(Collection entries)
PR #3757, opened 2020-10-13
Fix openApi when no data provided

Te4g:
| Q             | A
| ------------- | ---
| Bug fix?      | yes
| New feature?  | no
| BC breaks?    | no
| Deprecations? | no
| Tickets       | 
| License       | MIT
| Doc PR        | 

Capture d’écran 2020-10-13 à 22 46 14

Found this bug on a brand new Symfony project while trying to check the Open Api documentation while no Entity was created yet with `"api-platform/core": "2.6.x-dev"`

### DIFF
--- a/src/OpenApi/Model/Paths.php
+++ b/src/OpenApi/Model/Paths.php
@@ -29,6 +29,6 @@ final class Paths
 
     public function getPaths(): array
     {
-        return $this->paths;
+        return $this->paths ?? [];
     }
 }


src/OpenApi/Model/Paths.php
```diff
@@ -27,7 +27,7 @@ public function getPath(string $path): ?PathItem
         return $this->paths[$path] ?? null;
     }
 
-    public function getPaths(): array
+    public function getPaths(): ?array
     {
         return $this->paths;
```
dunglas, line 32: Isn't it possible to initialize the property to an empty array instead?

soyuka:
Paths is required ([ref](https://github.com/OAI/OpenAPI-Specification/blob/master/versions/3.0.2.md#fixed-fields)) but may be empty, please use an empty array as suggested.

src/OpenApi/Serializer/OpenApiNormalizer.php
```diff
@@ -56,7 +56,7 @@ private function recursiveClean($data): array
             }
 
             // Side effect of using getPaths(): Paths which itself contains the array
-            if ('paths' === $key) {
+            if ('paths' === $key && isset($data['paths']['paths'])) {
                 $value = $data['paths'] = $data['paths']['paths'];
```
soyuka, line 60:
```suggestion
                $value = $data['paths'] = $data['paths']['paths'] ?? [];
```

src/OpenApi/Model/Paths.php
```diff
@@ -27,7 +27,7 @@ public function getPath(string $path): ?PathItem
         return $this->paths[$path] ?? null;
     }
 
-    public function getPaths(): array
+    public function getPaths(): ?array
```
soyuka, line 30: revert this change

Te4g: 👍

src/OpenApi/Serializer/OpenApiNormalizer.php
Te4g: This is not working, we still have the array type error from the `getPaths` method, i just made a new proposal :)

src/OpenApi/Model/Paths.php
Te4g: Sure 👌

dunglas (approved):

soyuka:
Perfect thanks @Te4g

PR #3987, opened 2021-01-26
Allow mapping.paths override bundles configs

kayue:
| Q             | A
| ------------- | ---
| Bug fix?      | no
| New feature?  | no
| BC breaks?    | yes
| Deprecations? | no
| Tickets       | 
| License       | MIT
| Doc PR        | 

Right now third party bundle's config is load after project's own resources definitions (ie `api_platform.mapping.paths`), and therefore vendor's config always override the project's own.

I suggest we change the load order to allow user to override 3rd party settings.


kayue:
@dunglas do you think we should have this feature?

alanpoulain:
I don't have a strong opinion on this one, but it's a BC.

alanpoulain:
Superseded by https://github.com/api-platform/core/pull/4465.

### Task to carry out
Reproduce exactly the lines from the beginning of the entries above up to and including the line that contains "Capture d’écran 2020-10-13 à 22 46 14".

### Output of the task
PR #3757, opened 2020-10-13
Fix openApi when no data provided

Te4g:
| Q             | A
| ------------- | ---
| Bug fix?      | yes
| New feature?  | no
| BC breaks?    | no
| Deprecations? | no
| Tickets       | 
| License       | MIT
| Doc PR        | 

Capture d’écran 2020-10-13 à 22 46 14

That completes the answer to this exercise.